第88章 且将新酒试新茶

"胡闹!"顾有为摘下被雾气蒙住的眼镜,眼角藏着笑意,伸手拍了拍儿子还保持着军姿的肩膀,"在老子面前还端着?坐。"话音未落,顾靖已经一屁股陷进沙发,迷彩裤上的泥点蹭在真皮表面,"爸,您这升官速度可比我们部队搞突击拉练还猛。"

办公室的隔音门重重闭合,将走廊里细碎的脚步声隔绝在外。
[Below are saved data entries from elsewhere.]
Issue #46, opened 2023-01-22
New Config API: Re-evaluate public API & configuration options


felixschlegel:
* Currently, we expose more or less all `librdkafka` configurations — do we want to narrow it down to the most basic configurations and expand this on user request / provide an unsafe API that allows pro-users to set arbitrary key-value options?
* `librdkafka` exposes configuration options regarding OAuth and SSL keys etc. — does our package even intend to expose that as well?

felixschlegel:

顾有为解开警服最上方的铜扣,往儿子杯里续了点热水,茶叶在杯底沉沉浮浮:"你妈昨天在电话里把我骂得狗血淋头,说我'官越做越大,家越回越少'。"他顿了顿,目光扫过儿子肩章上崭新的中尉军衔,"倒是你,在部队立了两次三等功,比我当年强。"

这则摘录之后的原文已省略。